> _PROVIDED ENTRIES_:
PR #477, opened 2026-05-21
New MFNetwork match_pairs() algorithm

### LINKED ISSUE #459: MFNetwork (possibly others) does not properly statistically sample partnerships to preserve desired age distributions.
In the following section of method MFNetwork.match_pairs(), there is no statistical sampling to ensure that each "limited count" gendered agent draws a partner following the female's normal-distributed desired age(mean, sd). Instead, the algorithm globally selects N women and N men, then lines them up in order of low<->high age (men) and low<->high rvs desired age. This results in females selecting men in order of the female age preferences, each taking the youngest remaining man. This *ignores* the female's preference, in that there could be a glut of too-young (less desirable) men that they will erroneously select in the current algorithm. It would be better for preserving the parameterized age gap (and female preferences to be able to skip over the less desirable, younger men and straight to older, more desirable men. This would boost selected-male ages, which would fix the current error of "resultant parameterized age gap is too small (male-female).

I am not 100% sure what the **best** fix is yet (currently thinking on it), but the analysis here is almost certainly the cause of the bug.

https://github.com/starsimhub/stisim/blob/0f3bb6f05aafc28c029b557ca927865344de9f05/stisim/networks.py#L537-L544

ckirkman-IDM:
Algorithm fixes the negative/downward and growing bias in modeled age gap at relationship formation time. The current algorithm is now within < 5% (still a slight downward bias) and hits the targeted stddevs well, too.

Algorithm has been optimized for speed about as much as it can be by batch-binary searching of the male ages the females want as their "top initial pick".

Algorithm description:
- females are ordered by their desired_age which is age + normal(target_gap, stddev) , drawn at each timestep, for females who are underpartnered.
- underpartnered males are ordered by age.
- females pick, in order of lowest to highest desired_age, the male whose age is closest to desired_age who has **not already** been picked in this timestep. Any match found must have a (desired_age - age < 1) to help eliminate spurious, large-gap matches.
- After matches are made, any with an actual (age_gap > target_gap + 3*stddev) are removed. target_gap and stddev here are the **largest** values in the age_diff_pars grid for speed.
- In order to get a close match to requested age gaps for older men/women, it was necessary to implement a mechanism by which women who **might** pick men over 55 (default value, can be changed) have a progressively reduced chance to look for a partner, even if they are underpartnered. This reduces the downward bias that is introduced when women in this demographics try to pick men of an age where none are available (upper end of normal dist. tail), but those in their cohort who pick a lower age can almost always find a match. The current mechanism is located on line 553 currently in networks.py, and does:

```
actual_looking_chance = ((AGE_TAPER_CUT - f_age) / TAPER_OFFSET_Y)  ** 1.5
# note: any value outside 0-1 before raising to the power is trimmed to 0-1
```
AGE_TAPER_CUT is a param in MFParams and is the max age at which females can form new relationships
TAPER_OFFSET_Y is the number of years before AGE_TAPER_CUT at which female chances to **actually** seek a new relationship starts diminishing. It is auto-set based on age_diff_pars.

This effectively reduces the oversupply of female demand (relative to older male supply) which strongly reduces downward age_gap bias.

Happy to discuss!

Relevant test files:
tests/test_mfnetwork.py -- actual asserts on age gaps
tests/test_network_diagnostics.py -- graphs (png files) and tables relating to run time, age gaps, etc.


aakullian (commented):
Thanks @ckirkman-IDM, fix worked really well.

I ran the new algorithm against a diagnostic sweep (`age_diff_pars` μ ∈ {0, 7, 14}, σ=3, full Eswatini-model sim) and the three configurations cleanly separate where the old algorithm collapsed them. Comparison plot attached.

Two things worth discussing before merge:

### 1. Realized μ falls ~1 year below configured μ

Population-weighted across all pairings: configured μ=7 → realized μ=6.2. The under-shoot is concentrated in the youngest male bin (man 15-24: realized gap +4.0 vs configured 7), and held across every `max_deviation` value and every σ I tried (including σ=5-6 with DHS-realistic pars).

I think this is structural: male concurrency + long stable-partnership durations leaves an age-skewed available pool, and closest-male matching picks "younger than desired" because that's where availability concentrates. Not something the algorithm can fix, but worth documenting: a calibration that trusts configured μ as the realized μ will mis-attribute the missing year to other parameters.

Suggest the docstring add a "Limitations" note that `age_diff_pars` is not orthogonal to concurrency/`stable_dur_pars` in a calibration setting.

### 2. `max_deviation` has no effect on age-pairing

md=1, md=3, and md=5 produce realized means within 0.05 of each other across every age bin. The 3σ post-hoc trim does all the tail shaping. Either drop the parameter or document that it is only useful when populations are small and partners are limited.

Image

---

Overall: clean fix to a calibration-blocking bug. Happy to share the diagnostic harness and DHS Eswatini reference data if useful for `tests/test_mfnetwork.py`.

ckirkman-IDM:
@aakullian 
Thanks for the review notes; I updated the comments/notes in the code to reflect your thoughts. There is a regression test failing currently saying that the changes are significant enough to stop and think. I'll wait for Robyn to chime in (she'll be back next week) to merge, but I think these results make sense. Below, sim2 is the "new" test simulation and sim1 is the pre-new-algorithm. Honoring the age gaps better means that higher-prevalence men (older) are matching more with younger females, which could plausibly lead to more HIV infections, more HIV infections of pregnant women, and in the presence of ART, more women pregnant on ART. There is quite a lot of more women pregnant on ART! There must be some detail of the targeting or the ART implementation that these women are "prone" to being eligible for.
 
image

> _THE TASK_:
Every one of the records is to be copied word for word.

> _RESULT FOR THIS EXERCISE_:
PR #477, opened 2026-05-21
New MFNetwork match_pairs() algorithm

### LINKED ISSUE #459: MFNetwork (possibly others) does not properly statistically sample partnerships to preserve desired age distributions.
In the following section of method MFNetwork.match_pairs(), there is no statistical sampling to ensure that each "limited count" gendered agent draws a partner following the female's normal-distributed desired age(mean, sd). Instead, the algorithm globally selects N women and N men, then lines them up in order of low<->high age (men) and low<->high rvs desired age. This results in females selecting men in order of the female age preferences, each taking the youngest remaining man. This *ignores* the female's preference, in that there could be a glut of too-young (less desirable) men that they will erroneously select in the current algorithm. It would be better for preserving the parameterized age gap (and female preferences to be able to skip over the less desirable, younger men and straight to older, more desirable men. This would boost selected-male ages, which would fix the current error of "resultant parameterized age gap is too small (male-female).

I am not 100% sure what the **best** fix is yet (currently thinking on it), but the analysis here is almost certainly the cause of the bug.

https://github.com/starsimhub/stisim/blob/0f3bb6f05aafc28c029b557ca927865344de9f05/stisim/networks.py#L537-L544

ckirkman-IDM:
Algorithm fixes the negative/downward and growing bias in modeled age gap at relationship formation time. The current algorithm is now within < 5% (still a slight downward bias) and hits the targeted stddevs well, too.

Algorithm has been optimized for speed about as much as it can be by batch-binary searching of the male ages the females want as their "top initial pick".

Algorithm description:
- females are ordered by their desired_age which is age + normal(target_gap, stddev) , drawn at each timestep, for females who are underpartnered.
- underpartnered males are ordered by age.
- females pick, in order of lowest to highest desired_age, the male whose age is closest to desired_age who has **not already** been picked in this timestep. Any match found must have a (desired_age - age < 1) to help eliminate spurious, large-gap matches.
- After matches are made, any with an actual (age_gap > target_gap + 3*stddev) are removed. target_gap and stddev here are the **largest** values in the age_diff_pars grid for speed.
- In order to get a close match to requested age gaps for older men/women, it was necessary to implement a mechanism by which women who **might** pick men over 55 (default value, can be changed) have a progressively reduced chance to look for a partner, even if they are underpartnered. This reduces the downward bias that is introduced when women in this demographics try to pick men of an age where none are available (upper end of normal dist. tail), but those in their cohort who pick a lower age can almost always find a match. The current mechanism is located on line 553 currently in networks.py, and does:

```
actual_looking_chance = ((AGE_TAPER_CUT - f_age) / TAPER_OFFSET_Y)  ** 1.5
# note: any value outside 0-1 before raising to the power is trimmed to 0-1
```
AGE_TAPER_CUT is a param in MFParams and is the max age at which females can form new relationships
TAPER_OFFSET_Y is the number of years before AGE_TAPER_CUT at which female chances to **actually** seek a new relationship starts diminishing. It is auto-set based on age_diff_pars.

This effectively reduces the oversupply of female demand (relative to older male supply) which strongly reduces downward age_gap bias.

Happy to discuss!

Relevant test files:
tests/test_mfnetwork.py -- actual asserts on age gaps
tests/test_network_diagnostics.py -- graphs (png files) and tables relating to run time, age gaps, etc.


aakullian (commented):
Thanks @ckirkman-IDM, fix worked really well.

I ran the new algorithm against a diagnostic sweep (`age_diff_pars` μ ∈ {0, 7, 14}, σ=3, full Eswatini-model sim) and the three configurations cleanly separate where the old algorithm collapsed them. Comparison plot attached.

Two things worth discussing before merge:

### 1. Realized μ falls ~1 year below configured μ

Population-weighted across all pairings: configured μ=7 → realized μ=6.2. The under-shoot is concentrated in the youngest male bin (man 15-24: realized gap +4.0 vs configured 7), and held across every `max_deviation` value and every σ I tried (including σ=5-6 with DHS-realistic pars).

I think this is structural: male concurrency + long stable-partnership durations leaves an age-skewed available pool, and closest-male matching picks "younger than desired" because that's where availability concentrates. Not something the algorithm can fix, but worth documenting: a calibration that trusts configured μ as the realized μ will mis-attribute the missing year to other parameters.

Suggest the docstring add a "Limitations" note that `age_diff_pars` is not orthogonal to concurrency/`stable_dur_pars` in a calibration setting.

### 2. `max_deviation` has no effect on age-pairing

md=1, md=3, and md=5 produce realized means within 0.05 of each other across every age bin. The 3σ post-hoc trim does all the tail shaping. Either drop the parameter or document that it is only useful when populations are small and partners are limited.

Image

---

Overall: clean fix to a calibration-blocking bug. Happy to share the diagnostic harness and DHS Eswatini reference data if useful for `tests/test_mfnetwork.py`.

ckirkman-IDM:
@aakullian 
Thanks for the review notes; I updated the comments/notes in the code to reflect your thoughts. There is a regression test failing currently saying that the changes are significant enough to stop and think. I'll wait for Robyn to chime in (she'll be back next week) to merge, but I think these results make sense. Below, sim2 is the "new" test simulation and sim1 is the pre-new-algorithm. Honoring the age gaps better means that higher-prevalence men (older) are matching more with younger females, which could plausibly lead to more HIV infections, more HIV infections of pregnant women, and in the presence of ART, more women pregnant on ART. There is quite a lot of more women pregnant on ART! There must be some detail of the targeting or the ART implementation that these women are "prone" to being eligible for.
 
image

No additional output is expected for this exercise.